(Collected data)
------------------------------------------------------------------------

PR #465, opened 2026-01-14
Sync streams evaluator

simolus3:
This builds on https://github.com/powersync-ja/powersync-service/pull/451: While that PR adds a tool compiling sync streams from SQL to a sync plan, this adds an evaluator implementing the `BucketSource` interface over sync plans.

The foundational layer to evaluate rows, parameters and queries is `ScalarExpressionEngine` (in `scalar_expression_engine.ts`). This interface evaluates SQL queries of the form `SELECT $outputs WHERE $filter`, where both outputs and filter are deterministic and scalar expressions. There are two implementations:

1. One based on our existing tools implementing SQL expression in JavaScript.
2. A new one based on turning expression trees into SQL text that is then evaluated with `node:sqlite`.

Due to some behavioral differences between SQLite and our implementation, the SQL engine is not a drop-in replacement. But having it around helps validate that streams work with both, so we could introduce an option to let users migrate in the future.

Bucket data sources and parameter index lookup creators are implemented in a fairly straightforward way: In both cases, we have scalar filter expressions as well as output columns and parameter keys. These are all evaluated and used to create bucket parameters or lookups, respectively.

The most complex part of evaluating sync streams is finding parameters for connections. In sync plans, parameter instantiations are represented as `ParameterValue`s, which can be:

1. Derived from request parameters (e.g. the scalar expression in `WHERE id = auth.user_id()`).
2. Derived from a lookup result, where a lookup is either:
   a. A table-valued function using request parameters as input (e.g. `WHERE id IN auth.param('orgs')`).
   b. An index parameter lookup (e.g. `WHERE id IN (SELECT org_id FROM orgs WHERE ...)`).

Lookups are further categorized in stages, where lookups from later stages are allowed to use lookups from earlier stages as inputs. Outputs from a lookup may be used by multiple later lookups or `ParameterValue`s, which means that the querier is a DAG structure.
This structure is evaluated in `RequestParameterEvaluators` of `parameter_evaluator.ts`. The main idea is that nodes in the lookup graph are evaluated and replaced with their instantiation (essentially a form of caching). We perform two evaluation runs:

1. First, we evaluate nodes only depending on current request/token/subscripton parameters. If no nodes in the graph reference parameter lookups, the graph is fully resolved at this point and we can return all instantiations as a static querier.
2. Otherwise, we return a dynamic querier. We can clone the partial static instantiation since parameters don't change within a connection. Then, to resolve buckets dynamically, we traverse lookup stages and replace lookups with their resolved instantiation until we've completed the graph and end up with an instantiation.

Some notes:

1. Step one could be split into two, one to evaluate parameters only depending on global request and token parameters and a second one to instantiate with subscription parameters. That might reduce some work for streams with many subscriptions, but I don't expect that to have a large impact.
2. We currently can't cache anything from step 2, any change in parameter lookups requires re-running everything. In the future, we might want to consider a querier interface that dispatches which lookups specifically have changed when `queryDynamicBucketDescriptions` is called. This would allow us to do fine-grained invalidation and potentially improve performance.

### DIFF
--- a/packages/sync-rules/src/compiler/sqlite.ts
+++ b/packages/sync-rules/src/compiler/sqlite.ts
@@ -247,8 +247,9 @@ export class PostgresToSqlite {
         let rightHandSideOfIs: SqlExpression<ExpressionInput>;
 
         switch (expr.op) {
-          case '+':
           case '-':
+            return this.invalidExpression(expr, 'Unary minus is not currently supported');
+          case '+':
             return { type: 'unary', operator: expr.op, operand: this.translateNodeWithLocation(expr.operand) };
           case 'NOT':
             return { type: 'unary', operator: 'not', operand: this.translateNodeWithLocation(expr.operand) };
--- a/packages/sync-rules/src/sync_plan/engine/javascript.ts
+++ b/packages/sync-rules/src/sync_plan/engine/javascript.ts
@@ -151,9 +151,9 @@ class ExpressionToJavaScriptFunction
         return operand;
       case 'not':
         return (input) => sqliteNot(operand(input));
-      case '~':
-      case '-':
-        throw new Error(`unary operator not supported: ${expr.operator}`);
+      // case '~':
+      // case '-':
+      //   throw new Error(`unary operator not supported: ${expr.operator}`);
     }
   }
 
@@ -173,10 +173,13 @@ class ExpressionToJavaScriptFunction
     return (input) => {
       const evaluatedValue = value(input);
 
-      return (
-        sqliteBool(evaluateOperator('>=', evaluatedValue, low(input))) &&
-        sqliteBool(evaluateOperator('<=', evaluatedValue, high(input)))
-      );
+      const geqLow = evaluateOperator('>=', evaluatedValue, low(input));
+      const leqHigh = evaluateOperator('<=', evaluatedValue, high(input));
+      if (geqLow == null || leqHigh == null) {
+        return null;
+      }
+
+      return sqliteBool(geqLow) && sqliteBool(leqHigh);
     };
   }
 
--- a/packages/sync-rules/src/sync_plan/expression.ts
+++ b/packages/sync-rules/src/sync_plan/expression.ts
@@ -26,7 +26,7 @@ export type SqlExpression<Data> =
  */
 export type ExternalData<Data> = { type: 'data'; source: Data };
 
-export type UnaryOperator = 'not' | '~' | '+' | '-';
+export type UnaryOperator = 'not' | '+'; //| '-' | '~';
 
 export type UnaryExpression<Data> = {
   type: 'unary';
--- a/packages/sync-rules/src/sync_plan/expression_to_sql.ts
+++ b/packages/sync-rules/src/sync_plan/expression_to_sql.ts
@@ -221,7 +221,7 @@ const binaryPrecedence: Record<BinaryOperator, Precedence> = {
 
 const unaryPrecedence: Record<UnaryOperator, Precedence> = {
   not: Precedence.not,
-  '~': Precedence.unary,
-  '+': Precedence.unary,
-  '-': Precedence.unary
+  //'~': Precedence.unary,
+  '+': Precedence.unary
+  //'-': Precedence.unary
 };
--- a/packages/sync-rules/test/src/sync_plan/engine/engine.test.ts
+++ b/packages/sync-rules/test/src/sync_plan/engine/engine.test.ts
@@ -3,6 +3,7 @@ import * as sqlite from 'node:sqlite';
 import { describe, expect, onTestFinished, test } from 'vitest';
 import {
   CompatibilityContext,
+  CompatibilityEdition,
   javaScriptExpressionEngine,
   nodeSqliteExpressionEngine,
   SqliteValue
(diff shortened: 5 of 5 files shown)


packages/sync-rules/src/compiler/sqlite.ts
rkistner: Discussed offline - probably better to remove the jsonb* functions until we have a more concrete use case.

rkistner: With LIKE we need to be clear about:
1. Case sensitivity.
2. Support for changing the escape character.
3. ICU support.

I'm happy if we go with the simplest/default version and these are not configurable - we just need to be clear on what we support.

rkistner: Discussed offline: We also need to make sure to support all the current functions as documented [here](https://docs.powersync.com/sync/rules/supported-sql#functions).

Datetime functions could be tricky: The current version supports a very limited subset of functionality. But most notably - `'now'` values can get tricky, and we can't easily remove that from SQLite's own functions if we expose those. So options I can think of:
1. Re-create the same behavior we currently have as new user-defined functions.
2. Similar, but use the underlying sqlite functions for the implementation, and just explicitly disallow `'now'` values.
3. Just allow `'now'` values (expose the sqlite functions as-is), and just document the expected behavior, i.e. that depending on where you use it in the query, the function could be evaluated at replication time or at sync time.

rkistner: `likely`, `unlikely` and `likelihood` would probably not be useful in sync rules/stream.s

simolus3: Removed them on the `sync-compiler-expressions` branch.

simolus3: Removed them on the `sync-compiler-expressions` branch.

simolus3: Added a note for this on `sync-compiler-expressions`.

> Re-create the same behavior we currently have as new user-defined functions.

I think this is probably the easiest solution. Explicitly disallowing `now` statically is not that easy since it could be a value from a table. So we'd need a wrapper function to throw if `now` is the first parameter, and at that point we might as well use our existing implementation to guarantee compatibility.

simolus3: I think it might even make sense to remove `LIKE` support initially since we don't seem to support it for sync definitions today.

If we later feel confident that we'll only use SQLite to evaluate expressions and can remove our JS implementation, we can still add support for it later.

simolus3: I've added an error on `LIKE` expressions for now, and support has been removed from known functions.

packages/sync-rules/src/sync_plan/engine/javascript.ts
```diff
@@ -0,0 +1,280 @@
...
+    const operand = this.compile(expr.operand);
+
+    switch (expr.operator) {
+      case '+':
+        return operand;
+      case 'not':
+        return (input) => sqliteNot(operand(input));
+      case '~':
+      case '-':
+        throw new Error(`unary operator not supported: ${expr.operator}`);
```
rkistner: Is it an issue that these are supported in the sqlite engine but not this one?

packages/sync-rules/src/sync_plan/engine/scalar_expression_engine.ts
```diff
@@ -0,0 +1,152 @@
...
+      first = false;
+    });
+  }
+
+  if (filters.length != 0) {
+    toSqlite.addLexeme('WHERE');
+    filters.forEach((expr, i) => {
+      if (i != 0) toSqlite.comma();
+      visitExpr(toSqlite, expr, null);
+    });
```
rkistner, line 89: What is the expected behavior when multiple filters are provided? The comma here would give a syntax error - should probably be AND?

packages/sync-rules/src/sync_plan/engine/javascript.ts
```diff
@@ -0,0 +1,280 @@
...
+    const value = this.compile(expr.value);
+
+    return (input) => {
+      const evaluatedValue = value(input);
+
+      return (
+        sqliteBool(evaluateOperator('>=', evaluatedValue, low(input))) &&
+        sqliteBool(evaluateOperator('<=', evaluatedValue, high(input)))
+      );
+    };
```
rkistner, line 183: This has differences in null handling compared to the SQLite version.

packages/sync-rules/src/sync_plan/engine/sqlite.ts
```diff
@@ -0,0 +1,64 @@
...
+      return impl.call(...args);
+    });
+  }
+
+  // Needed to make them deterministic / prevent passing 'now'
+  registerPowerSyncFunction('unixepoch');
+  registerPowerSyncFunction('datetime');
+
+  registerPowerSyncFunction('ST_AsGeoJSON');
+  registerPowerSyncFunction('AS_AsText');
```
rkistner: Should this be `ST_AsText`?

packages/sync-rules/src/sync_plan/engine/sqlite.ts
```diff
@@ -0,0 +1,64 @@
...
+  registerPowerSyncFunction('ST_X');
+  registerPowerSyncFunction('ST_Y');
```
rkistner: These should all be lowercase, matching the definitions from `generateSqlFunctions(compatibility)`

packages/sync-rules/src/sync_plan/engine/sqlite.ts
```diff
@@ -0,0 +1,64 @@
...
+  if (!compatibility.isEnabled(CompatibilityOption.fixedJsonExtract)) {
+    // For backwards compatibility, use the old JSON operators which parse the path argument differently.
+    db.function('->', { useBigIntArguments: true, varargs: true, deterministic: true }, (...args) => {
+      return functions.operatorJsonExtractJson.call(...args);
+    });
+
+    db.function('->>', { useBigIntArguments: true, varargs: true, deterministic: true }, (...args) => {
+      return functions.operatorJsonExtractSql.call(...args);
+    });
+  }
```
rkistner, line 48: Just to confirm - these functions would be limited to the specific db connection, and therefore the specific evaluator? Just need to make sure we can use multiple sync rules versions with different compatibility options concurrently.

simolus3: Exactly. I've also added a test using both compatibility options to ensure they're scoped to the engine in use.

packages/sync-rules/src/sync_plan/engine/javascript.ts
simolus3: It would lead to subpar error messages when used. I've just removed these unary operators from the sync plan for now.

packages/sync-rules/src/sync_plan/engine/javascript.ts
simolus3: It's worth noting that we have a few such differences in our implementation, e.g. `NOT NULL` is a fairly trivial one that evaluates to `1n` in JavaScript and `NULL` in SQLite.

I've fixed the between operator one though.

------------------------------------------------------------------------

**Directions for this task:** From the records above, pull every line that carries the word "offline".

**Reply to the task:**
rkistner: Discussed offline - probably better to remove the jsonb* functions until we have a more concrete use case.
rkistner: Discussed offline: We also need to make sure to support all the current functions as documented [here](https://docs.powersync.com/sync/rules/supported-sql#functions).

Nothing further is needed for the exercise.